Mayfair Ladies

I can say that my earliest encounter with what I imagined as the rarified world of high society was the Mayfair Room on the top floor of the old Simpson’s building at the corner of Dundas and Richmond Street. In those days I had just reached the age (about 10) when I was allowed to travel downtown on the bus for a Saturday morning at the old YMCA and for the rest of the day, I would explore the various shops that downtown London had on offer.

It was a time when for a nickel, you could ride the bus all day and twenty-five cents got you a plate of French fries at the Woolworth Lunch counter.

Downtown London was a remarkable place in those days, partly because I was still a child with an endless supply of curiosity and partly because the downtown was filled with interesting and thriving business.

The Mayfair room existed during a time before the sexes insisted on barging into each other’s business, when there was a ritual called ladies lunch, an interlude in a woman’s busy day that allowed her to fortify body and spirit with a meal and setting as proper as she herself.

This was a culinary fashion often dubbed “tearoom” dining, a label that distinguished this citadel of femininity from the serious restaurants in town, as well as the plebian coffee shops and lunch counters.

Only a Neanderthal could misread the ethos of these “tearooms” as anything but feminine. Even as a ten-year-old I would not have dared do anything but watch the goings on from a distance. This place was not for me nor never would be. The Mayfair room was the antithesis of the Iroquois Restaurant where men ate steaks and drank cocktails and made too much noise. The Mayfair Room was a place in which ladies shared a common aura of politesse, in which food was edible proof of the superiority of the feminine spirit forged into a distinctive culinary style. Men were welcome, but they came reluctantly and knew to tread lightly.

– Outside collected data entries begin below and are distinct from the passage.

PR #1140, opened 2020-03-22
Moves left head support for DX backend.

Tilps:
Untested, but it compiles, so that is a start...

### DIFF
--- a/src/neural/dx/network_dx.cc
+++ b/src/neural/dx/network_dx.cc
@@ -551,8 +551,8 @@ DxNetwork::DxNetwork(const WeightsFile& file, const OptionsDict& options)
 
     // 1x1 convolution, val_channels output filters
     auto convVal = std::make_unique<ConvLayer>(
-        fp16_, nullptr, nullptr, &dx_context_, resi_last, val_channels, 8,
-        8, 1, kNumFilters, true, true);
+        fp16_, nullptr, nullptr, &dx_context_, resi_last, val_channels, 8, 8, 1,
+        kNumFilters, true, true);
     convVal->LoadWeights(&weights.value.weights[0], &weights.value.biases[0],
                          &dx_context_);
     network_.emplace_back(std::move(convVal));
--- a/src/neural/dx/network_dx.cc
+++ b/src/neural/dx/network_dx.cc
@@ -591,7 +591,7 @@ DxNetwork::DxNetwork(const WeightsFile& file, const OptionsDict& options)
   moves_left_ = file.format().network_format().moves_left() ==
                 pblczero::NetworkFormat::MOVES_LEFT_V1;
   if (moves_left_) {
-    // 1x1 convolution, val_channels output filters
+    // 1x1 convolution, moves_left biases output filters
     auto convMov = std::make_unique<ConvLayer>(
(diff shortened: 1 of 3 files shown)


src/neural/dx/network_dx.cc
```diff
@@ -745,18 +782,45 @@ void DxNetwork::Eval(InputsOutputsDx* io, int batch_size) {
 
   // value FC1.
   network_[l++]->Eval(batch_size, tensor_mem_[1], tensor_mem_[0], DXAlloc(),
-                      tensor_mem_[2], tensor_mem_[3], cl);
+                      DXAlloc(), DXAlloc(), cl);
```
Tilps: I made these changes here because it was 'scary' that tensor_mem_[2] was being passed anywhere when it contains the all important residual final output.  Happily fully connecteds don't use scratch at all.

src/neural/dx/network_dx.cc
```diff
@@ -587,6 +587,43 @@ DxNetwork::DxNetwork(const WeightsFile& file, const OptionsDict& options)
     network_.emplace_back(std::move(FCVal2));
   }
 
+  // Moves left head
+  moves_left_ = file.format().network_format().moves_left() ==
+                pblczero::NetworkFormat::MOVES_LEFT_V1;
+  if (moves_left_) {
+    // 1x1 convolution, moves_left biases output filters
+    auto convMov = std::make_unique<ConvLayer>(
+        fp16_, nullptr, nullptr, &dx_context_, resi_last,
```
Tilps: Note that the value head has getLastLayer() here instead of resi_last - I think that is a bug that luckily has no negative outcomes...

src/neural/dx/network_dx.cc
ankan-ban: Earlier nothing was using values from residual tower after the value head so they were fine to be overwritten, but MLH head would use them, and because FC layers don't use scratch at all the changes are fine.

src/neural/dx/network_dx.cc
ankan-ban: You are right - better change that too (although not affecting anything right now).

ankan-ban:
The changes look reasonable to me.

src/neural/dx/network_dx.cc
```diff
@@ -812,6 +883,14 @@ void DxNetwork::Eval(InputsOutputsDx* io, int batch_size) {
       memcpy(io->op_value_mem_final_ + val_vector_size * i,
              io->op_value_mem_ + kNumOutputValuePadded8 * i,
              val_vector_size * sizeof(float));
+    if (moves_left_) {
+      // Moves left:
+      // Un-pad moves left output.
+      for (int i = 0; i < batch_size; i++)
+        memcpy(io->op_moves_left_mem_final_ + i,
+               io->op_moves_left_mem_ + kNumOutputValuePadded8 * i,
```
Ttl: `kNumOutputMovesLeftPadded8`

src/neural/dx/network_dx.cc
Tilps: Done.

Tilps:
Note I have actually tested it, and it seems able to return values comparable to those returned by cudnn backend.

You don’t have to be female to appreciate this cuisine of Angel Cake and Ambrosia, of chicken bedded in various cream sauces, of muffins sized to fit, just so, between rouged lips.

In the forties and fifties there were literally thousands of ladies tearooms nestled in the hearts of large department stores across North America, serving nothing fancier that a club sandwich and a pot of well made tea. Places where women could dine with assurance waited on by other women in black taffeta uniforms and starched white aprons. One could be sure that there would be no ogling salesman on his lunch hour, for these were safe isles of gentility, where the morals were as high as the Angle biscuits.

Like a visit to the beauty parlour, lunch in this feminine restaurant conveyed a sense of immunity. The dark things of the world would not intrude into an edifice constructed on the sugary foundation of Strawberry Shortcake. After a lunch of creamed chicken on toast points, the jagged edges of life seemed nicely softened.

I think to get a full sense of lady food’s charms, it is necessary to appreciate what it meant to be a lady. Understand, that there were once three sexes: men, women and ladies. Unlike women – who had babies, sweated in the yard, yelled for their children to come in to supper – ladies were creatures of a higher calling. While some might have been born to high manners, daily advice columns such as Ann Landers and Emily Post held out hope that with proper effort, even those who crawled out from under the cabbage patch might make it up through the ranks and enter the rarified circle of polite society.

Would be ladies studied the arts of charm and grace with the intensity of scholars. Their daughters practiced walking with books placed on their heads. They crossed their legs at the ankle and blotted their lipstick so as not to leave scarlet prints on the Spode.

Aspiring ladies needed a stage on which to practice their act; so where better than the places where ladies lunched. There they could be assured of an appreciative audience who could be counted on to admire them at their best. Among heart shaped aspics, pink lemonades and desserts as palpitatingly sweet as all their best intentions.